Department of Art & Art History

Convergent Ladybug (Hippodamia convergens)

A Wi-Fi router painted with ladybug.

Artist: Laura Tranquilino

Ecological Importance:

  • Elimination of agricultural crop pests

    An important enemy of aphids, scales, thrips, and other soft bodied insects. Ladybugs are often collected from mass aggregations for distribution by pest control industries

  •  Savior of trees 

    Ladybugs are predators which eat insects, such as aphids, that destroy forests, due to their adaptation to living in trees. Their larvae often eat twig aphids.
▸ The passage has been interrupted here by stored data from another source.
PR #3726, opened 2021-11-02
benchmark angles on rotational input addon

### LINKED ISSUE #3699: Holding shift while using rotating input should stop every 45 degree intervals
https://discord.com/channels/806602307750985799/806609030935740477/891288358800736276
> shift + rotating this to only stop at 0, 45, 90, 135, 180, -135, -90, -45
image
 
useful

TheColaber:
Resolves #3699

The name and description can be reworded if needed.

### DIFF
--- a/addons/addons.json
+++ b/addons/addons.json
@@ -105,6 +105,7 @@
   "block-duplicate",
   "disable-paste-offset",
   "emoji-picker",
+  "shift-rotate-input",
 
   "// NEW ADDONS ABOVE THIS ↑↑",
   "// Note: these themes need this exact order to work properly,",
--- a/addons/shift-rotate-input/addon.json
+++ b/addons/shift-rotate-input/addon.json
@@ -1,0 +1,17 @@
+{
+  "name": "Benchmark angles on rotational input",
+  "description": "Hold shift while dragging the rotational input to set the angle to perfect benchmark angles (such as 45 degrees, 90 degrees, -45 degrees, or -90 degrees).",
+  "credits": [
+    {
+      "name": "TheColaber",
+      "link": "https://scratch.mit.edu/users/TheColaber"
+    }
+  ],
+  "tags": ["editor"],
+  "userscripts": [
+    {
+      "url": "userscript.js",
+      "matches": ["projects"]
+    }
+  ]
+}
--- a/addons/shift-rotate-input/userscript.js
+++ b/addons/shift-rotate-input/userscript.js
@@ -1,0 +1,11 @@
+export default async function ({ addon, msg, global, console }) {
+  while (true) {
+    const dial = await addon.tab.waitForElement("[class^=dial_container]", { markAsSeen: true });
+    const key = addon.tab.traps.getInternalKey(dial);
+    const originalDir = dial[key].return.stateNode.directionToMouseEvent;
+    dial[key].return.stateNode.directionToMouseEvent = function (e) {
+      const old = originalDir.call(this, e);
+      return e.shiftKey ? Math.round((old + this.directionOffset) / 45) * 45 - this.directionOffset : old;
+    };
+  }
+}


WorldLanguages:
We will need to make it clear that this addon is only for the dial on the right, not the one on the left (see screenshot):
image

WorldLanguages:
One on the left already stops on 15 degree intervals without Shift, but maybe to be consistent we can make this addon work on those too?

TheColaber:
> One on the left already stops on 15 degree intervals without Shift, but maybe to be consistent we can make this addon work on those too?

Hmm or I wonder if this addon should just make the one on the right have the same function as the one on left. The average user probably doesn't even use the input on the left, and if they do, they probably want to set it to a number like 90 or -90.

RedGuy12:
They should be consistent


WorldLanguages:
> Hmm or I wonder if this addon should just make the one on the right have the same function as the one on left. The average user probably doesn't even use the input on the left, and if they do, they probably want to set it to a number like 90 or -90.

I'm not really sure. This addon is pretty "small" already and you can already type in numbers fast enough if you need to change direction often.

TheColaber:
maybe this just shouldnt be an addon?

WorldLanguages:
Closing. There's already a number input to set the angle, and typing is faster.

sfederici:
> Closing. There's already a number input to set the angle, and typing is faster.

I don't agree. When you have students that don't know about angles (mine don't, and are not asked to) having a way to quickly select a benchmark angle would be a good help and relief to them. I guess both dials could need the possibility to select a benchmark angle and to select one of the 360 available directions. Using shift to activate the two selections would be a good solution.

Usually the right dial is used to work on the sprite's direction on the Stage, to change it to the one you like. So, a precise orientation would be good. But, if you need a benchmark orientation (and you don't know about angles), being able to select it by pressing shift would help a lot. It doesn't matter if you can type very quickly the value: some students (e.g. dyslexic students, that are about 20% of all students) would usually type the wrong value. To give an example, it is excellent when in Scratch you get the precise x/y coordinates in all Movement blocks when you move a sprite to the desired location.

As for the left dial, you would usually type a valuein it, but if you don't, and you use the dial, it is more common that you want to use one of the benchmark positions. So, the current behaviour is correct. If we prefer to have the same behaviour for both dials, having a standard fine-grained selection and a shift benchmark selection would be a good solution.

sfederici:
Moreover, as mentioned in https://github.com/ScratchAddons/ScratchAddons/discussions/5809, it would be great to have labels of the benchmark angles visible around on the dial. The stye I prefer is positive values to the right and negative values to the left, but this could be an option in the addon (the alternative: positive values only, 0-360, for the labels)

BroJac5246:
> Moreover, as mentioned in https://github.com/ScratchAddons/ScratchAddons/discussions/5809, it would be great to have labels of the benchmark angles visible around on the dial. The stye I prefer is positive values to the right and negative values to the left, but this could be an option in the addon (the alternative: positive values only, 0-360, for the labels)

If we did do that, then the labels wouldn't be customizable (just toggleable), since we would follow Scratch's degrees system.

sfederici:
> If we did do that, then the labels wouldn't be customizable (just toggleable), since we would follow Scratch's degrees system.

Scratch's degree system has always been double. In 1.4 and 2.0 was more oriented to positive/negative, in 3.0 to all positive. So, two toggable alternatives would be fine:  0, 45, 90, 135, 180, 225, 270, 315 or 0, 45, 90, 135, 180, -135, -90, -45.

BroJac5246:
> > If we did do that, then the labels wouldn't be customizable (just toggleable), since we would follow Scratch's degrees system.
> 
> Scratch's degree system has always been double. In 1.4 and 2.0 was more oriented to positive/negative, in 3.0 to all positive. So, two toggable alternatives would be fine:  0, 45, 90, 135, 180, 225, 270, 315 or 0, 45, 90, 135, 180, -135, -90, -45.
> 
> 

3.0 uses positive/negative, so we should stick with that.

PR #3727, opened 2021-11-02
New addon: editor comment previews

### LINKED ISSUE #3132: New addon - label C blocks at bottom

When very large scripts are created, C and E blocks can often stack overwhelmingly, to the point where when you need to add specific code below one, it's hard to figure out which is which:

image

This is also a problem in other programming languages.

At the bottom of each C and E block, this addon would add a small label reminding the user which block it is.
It would also show the contents of the conditional slot, if any.

image

When hovering over the bottom area, a preview of the top of the block could appear:

image

lisa-wolfgang:
Partially addresses #3132

### Changes

This addon introduces editor comment previews, which are small tiles that appear on hover of a comment or block. They are capable of displaying the first ~325 characters of a comment. They empower editor comments (specifically block comments) to be extremely useful to project creators.

*I left myself a quick note, but I didn't want it to take up space in the editor, so I collapsed it. I can simply hover over any collapsed comment to preview it!*

*This block is really horizontally long, but thanks to this preview, I don't have to scroll one bit to see what the comment says!*

*This is a dreaded image for every Scratcher. There are so many if statements inside of each other that I couldn't possibly tell the difference at the bottom by myself. Now I can just use comment previews to find the one I'm looking for!*

*I can also hover over any custom block to preview the comment attached to its definition block. It even works in the block palette!*

*Perhaps best of all, comment previews are fully compatible with editor dark mode!*

The addon also has a number of options regarding the look and feel of the previews:

`DELAY DURATION` (None | Short | Long), `FOLLOW MOUSE`, `REDUCE TRANSPARENCY`, `REDUCE ANIMATION`

### Reason for changes

- Reasons listed above
- Positive reception in community Discord server
- It looks pretty

### Tests

Tested in browser w/ Chromium 95.


mxmou:
I don't think this fixes #3132, because it still requires adding a comment to every conditional or loop block to be able to identify them.

lisa-wolfgang:
> I don't think this fixes #3132, because it still requires adding a comment to every conditional or loop block to be able to identify them.

This is true. Maybe I'll update this addon at some point with some kind of preview of the conditional that the loop block contains.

Some native Ladybugs are becoming rare throughout North America over the past 20 years, due to non-native species replacing the natives. At the same time extreme numbers of ladybugs are appearing in other parts of the world. This will impact ladybug diversity, and the roles they play in our plant-feeding insect population. The Lost Ladybug Project in New York, is working to preserve native ladybug species across the U.S by educating, researching and conserving ladybugs.

Fun Facts:

  • The female beetle will lay between 10-30 eggs on leaves and plants where their insect prey is abundant.
  • During the 1880s ladybugs were brought from Australia to save California's citrus trees. Being a success there are now over 100 species that aid in pest control.

This router is located on the North wall of the BMU.